裴疏则神色惨然,可能也想起了这段过往,轻声自嘲,“她是有心的,一整颗都放在越文州那里,为了他都肯用自己来诓骗我,她说她喜欢的是我,我就真信了,可即便我差点让她害死,也连一句道歉都等不来。”
他闭了闭眼,道,“我还答应她最后一件事,交给你去办。”
姜妤一夜未眠,晨起时来到水榭旁,望着水中清荷发呆,芳枝放心不下,拽着她的手臂不敢松开,“姑娘,天阴沉沉的,咱们进屋吧,别着了风。”

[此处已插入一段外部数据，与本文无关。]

PR #156, opened 2022-12-05
fixes #155

### LINKED ISSUE #155: Rewrite Phase Assertion Issue
There might be a bug in the rewrite phase or in my usage thereof.

In [277d500](https://github.com/NeuralCoder3/thorin2/commit/277d50087e082ce5aad7373fc0e81437ac942e08) in 
https://github.com/NeuralCoder3/thorin2/blob/matrix_dialect/dialects/matrix/passes/lower_matrix_lowlevel.cpp#L74

we have a minimal rewrite phase that just rewrites with the identity.

But for instance `./build/bin/thorin -o - -VVVV -d matrix lit/matrix/init_const_no_ret.thorin` fails at the assumption that
the world of the rewritten def or the gid is different.

leissa:
Bug fix for `Axiom::rebuild` - see #155.


fodinabor (approved):
LGTM!

PR #181, opened 2023-02-01
Higher order codegen

NeuralCoder3:
This branch contains fixes for higher-order code generation.
The fixes regard the llvm backend, memory dialect, and closure conversion dialect.

This branch is the base of the current state of automatic differentiation and the matrix dialect.

## Summary

Miscellaneous:
- .gitignore: ignore build folder but not everything with build in its name
- error.sh: small script to make it easier to provide issue information for failing tests

### Core
- dump filters for functions
- print list of executed passes
- fix lam_spec divergence

### Dialects
- refly: 
  - debug_dump: a pass that just dumps the world to stdout
- affine:
  - correctly propagate accumulator
- compile/opt:
  - move dialect conditionals from opt to compile for accessibility
  - generalize internal cleanup phase to avoid code duplication (parametrized over prefix)
- direct
  - fix issue of nested cps2ds calls using a stack
- mem
  - more mem manipulation operations (not assuming mem at position 1)
  - reshape: rewrite argument shape of a function (take special care of mems)
  - add_mem: documentation improvement, ignore argument position mems
- core:
  - add free
- clos:
  - move phase2pass wrapper 

### Tests
- allow filter annotation in printed thorin code
- more direct, mem, clos tests regarding mem issues


NeuralCoder3:
Note: The currently failing tests are due to the merge.

dialects/direct/passes/cps2ds.h
```diff
@@ -12,14 +14,18 @@ class CPS2DS : public RWPass<CPS2DS, Lam> {
 public:
     CPS2DS(PassMan& man)
         : RWPass(man, "cps2ds")
-        , cps_call_{world().sym("csp_call")} {}
+        , sym_{.cps_call = world().sym("csp_call")} {}
```
NeuralCoder3, line 17: fix spelling

dialects/mem/passes/rw/reshape.cpp
```diff
@@ -0,0 +1,337 @@
...
+    if (auto i = old2new_.find(def); i != old2new_.end()) return i->second;
+    auto new_def  = rewrite_def_(def);
+    old2new_[def] = new_def;
+    return new_def;
+}
+
+bool should_flatten(const Def* T) {
+    // handle [] cases
+    if (T->isa<Sigma>()) return true;
+    // also handle normalized tuple-arrays ((a:I32,b:I32) : <<2;I32>>)
```
NeuralCoder3, line 27: go over comments

dialects/core/be/ll/ll.cpp
```diff
@@ -790,6 +813,26 @@ std::string Emitter::emit_bb(BB& bb, const Def* def) {
         auto t      = convert(arith->type());
         auto mode   = as_lit(arith->decurry()->arg());
 
+        // #    if 0
```
NeuralCoder3, line 816: remove

thorin/pass/pipelinebuilder.h
```diff
@@ -22,6 +22,7 @@ class PipelineBuilder {
         auto pass = (Pass*)man->add<P>(std::forward<Args>(args)...);
         remember_pass_instance(pass, def);
     }
+    // TODO: add remembered entry
```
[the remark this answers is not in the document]
NeuralCoder3: Leave for later. For now, only pass instances are relevant.

dialects/core/be/ll/ll.cpp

姜妤仍盯着水面,失神道,“我当时要是找到它会不会就好了,为什么没找到呢。”
芳枝知道她再说那枚玉佩,手不由攥得更紧了些。
当年越老太太知道了两人的事,惊怒之下致信姜父,姜父眼里容不下沙子,即刻赶了去,又不知从哪得知她偷偷藏着的宝贝是裴疏则所赠,硬是逼她拿出来,当着面丢进了莲花池。
姜妤直接跟着跳了下去,着实把长辈们吓了个半死,她虽通水性,可数九寒天,不等找到已经冻溺在里头,被救上来后大病一场,足两三个月未能起身。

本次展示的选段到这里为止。